#### Exercise instructions
Every record should be written out exactly, please.

#### Material for this exercise
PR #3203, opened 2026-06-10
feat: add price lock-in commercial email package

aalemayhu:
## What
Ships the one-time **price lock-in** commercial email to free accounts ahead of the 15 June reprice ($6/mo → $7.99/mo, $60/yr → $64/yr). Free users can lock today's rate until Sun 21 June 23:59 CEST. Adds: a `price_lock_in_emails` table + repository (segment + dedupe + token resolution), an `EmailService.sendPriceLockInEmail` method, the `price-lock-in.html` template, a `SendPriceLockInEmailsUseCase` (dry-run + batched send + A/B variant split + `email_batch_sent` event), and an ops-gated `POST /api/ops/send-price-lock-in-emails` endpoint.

#### Answer space
PR #3203, opened 2026-06-10
feat: add price lock-in commercial email package

aalemayhu:
## What
Ships the one-time **price lock-in** commercial email to free accounts ahead of the 15 June reprice ($6/mo → $7.99/mo, $60/yr → $64/yr). Free users can lock today's rate until Sun 21 June 23:59 CEST. Adds: a `price_lock_in_emails` table + repository (segment + dedupe + token resolution), an `EmailService.sendPriceLockInEmail` method, the `price-lock-in.html` template, a `SendPriceLockInEmailsUseCase` (dry-run + batched send + A/B variant split + `email_batch_sent` event), and an ops-gated `POST /api/ops/send-price-lock-in-emails` endpoint.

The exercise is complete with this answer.